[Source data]
PR #3331, opened 2022-02-02
[MFW] Added disabled rule section

dcpena:
Added content for creating disabled rules. 

Addresses [PCX-3269](https://jira.cfops.it/browse/PCX-3269).

### DIFF
--- a/products/magic-firewall/src/content/how-to/add-rules.md
+++ b/products/magic-firewall/src/content/how-to/add-rules.md
@@ -17,6 +17,14 @@ To view examples for root rulesets, review the the [Magic Firewall Terraform doc
 1. Fill out the information for your new rule.
 1. When you are done, click **Add new rule**.
 
+## Create a disabled rule
+
+When you add a new rule, the rule is **Enabled** by default. 
+
+To create a **Disabled** rule, follow the steps in Add a rule above and toggle **Enabled** to off. When a rule is in the disabled state, the rule will not perform the action until is set to **Enabled**.
+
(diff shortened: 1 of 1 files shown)


products/magic-firewall/src/content/how-to/add-rules.md
```diff
@@ -17,6 +17,14 @@ To view examples for root rulesets, review the the [Magic Firewall Terraform doc
 1. Fill out the information for your new rule.
 1. When you are done, click **Add new rule**.
 
+## Create a disabled rule
+
+When you add a new rule, the rule is **Enabled** by default. 
+
+To create a **Disabled** rule, follow the steps in Add a rule above and toggle **Enabled** to off. When a rule is in the disabled state, the rule will not perform the action until is set to **Enabled**.
```
abracchi-tw: Should we have some sort of formatting around `Add a rule` since it's a title?

abracchi-tw (approved):

products/magic-firewall/src/content/how-to/add-rules.md
dcpena: I was thinking the same. Should I make it a link to the section above? I don't know if that would be confusing though because it might look like nothing's happened because it's a section right above.

I considered bold, but I used it for label names so that felt incorrect too. Open to suggestions!

abracchi-tw: Yeah I've used links in these circumstances before! I don't think it looks *too* weird lol

dcpena: Thank you! Updated

arges (approved):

TASK PROMPT
Filter the entries above down to the lines that contain the word "products".

EXERCISE SOLUTION
--- a/products/magic-firewall/src/content/how-to/add-rules.md
+++ b/products/magic-firewall/src/content/how-to/add-rules.md
products/magic-firewall/src/content/how-to/add-rules.md
products/magic-firewall/src/content/how-to/add-rules.md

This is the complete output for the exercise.